What is Merchant Transmission and Why Should You Care? (Part 1)

Part 1 of a two-part blog.




Many people reading this blog are old enough to view their power company as an extension of state government that acts under regulation to serve the public by keeping the lights on at the lowest possible price. Power companies were never, in fact, so beneficent, but the words “public,” “service,” and “New Hampshire” in a dull but reassuring name like “PSNH” at least suggest as much. We gave them a certain amount of deference and respect because they were serving us, the public, and they knew what was best for us. To a degree, we tolerated their intrusions because they were acting in the public interest; in particular, we gave them the power of eminent domain to take private land when it served the greater good. Because of the stigma, we never associated the “s” word (socialism) with this collectivization, but the resemblance is obvious.

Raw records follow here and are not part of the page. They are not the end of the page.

PR #2911, opened 2022-06-19
[SUB-TASK][KPIP-4] If the kyuubi instance unreachable, support to backfill state from resource manager and mark batch closed by remote kyuubi instance 

turboFei:

Now for the batch state, we rely on the metadata store, which is only updated by the local kyuubi instance.

But if the kyuubi instance is down or unreachable sometimes, the metadata state will not change and we can not get the correct state, it might cause the client side stuck if it is waiting the batch completion.

So, if the kyuubi instance is not reachable, we need backfill the batch state according to resource manager batch application state it the batch was in RUNNING state.

If the batch was stuck in PENDING state and the kyuubi instance can not get recovered in short-time, we need support to close the batch session and prevent the batch job re-submitted if it get recovered.

In this pr, I introduce a new field `remoteClosed` to present whether it has been marked as CLOSED state by remote kyuubi instance.

The `remoteClosed` should only be updated by remote kyuubi instance and set its value to true, so there is no race condition.

- When opening the batch session in recovery mode, if `remoteClosed` is true, set the state to CANCELED directly
- check the local batch sessions that is marked as remoteClosed periodically and close them.

### DIFF
--- a/kyuubi-server/src/main/scala/org/apache/kyuubi/operation/BatchJobSubmission.scala
+++ b/kyuubi-server/src/main/scala/org/apache/kyuubi/operation/BatchJobSubmission.scala
@@ -64,6 +64,7 @@ class BatchJobSubmission(
     batchArgs: Seq[String],
     recoveryMetadata: Option[Metadata])
   extends KyuubiOperation(OperationType.UNKNOWN_OPERATION, session) {
+  import BatchJobSubmission._
 
   override def statement: String = "BATCH_JOB_SUBMISSION"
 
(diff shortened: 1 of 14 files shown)


kyuubi-server/src/main/scala/org/apache/kyuubi/operation/BatchJobSubmission.scala
```diff
@@ -246,6 +241,7 @@ class BatchJobSubmission(
       throw new RuntimeException(s"$batchType batch[$batchId] job failed:" +
         applicationStatus.get.mkString(","))
     } else {
+      updateBatchMetadata()
```
turboFei, line 244: if the batch is recovered and before its state is PENDING.

We need update the state to RUNNING if get applicationId from resource manager before recovery.

kyuubi-server/src/main/scala/org/apache/kyuubi/server/api/v1/BatchesResource.scala
```diff
@@ -77,6 +79,34 @@ private[v1] class BatchesResource extends ApiRequestContext with Logging {
       batchOpStatus.completed)
   }
 
+  private def buildBatch(
+      metadata: Metadata,
+      batchAppStatus: Option[Map[String, String]]): Batch = {
+    batchAppStatus.map { appStatus =>
+      val currentBatchState =
+        if (BatchJobSubmission.applicationFailed(batchAppStatus)) {
```
turboFei, line 87: backfill the batch state according to resource manager state.

yaooqinn (approved):

ulysses-you (approved):

turboFei:
thanks, merging to master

Now out of the blue comes the “Northern Pass,” and the name alone suggests something other than a public utility.  It evokes the fabled and much sought-after Northwest Passage, even though that is a route through the Canadian arctic seas, not the mountains, and in northern New Hampshire we call them notches, not passes anyway. Suddenly we went from bureaucratic, geographical public utility names like “PSNH” and “Northeast Utilities” to a mythical, nowhere name like “Northern Pass” evidently conjured up by a flatlander advertising firm as a sales pitch.
This apparent need to “sell” the Northern Pass points directly to what has happened in the electricity business.  There are now “merchant” ventures in generation and transmission, private free-lancers, so to speak, who must compete with one another in order to stay in business. To the winner go the spoils, and in the transmission business, the spoils to investors, stockholders, are huge profits.  The losers are “disincentivized,” weeded out. This is capitalism at its finest. It’s the American way.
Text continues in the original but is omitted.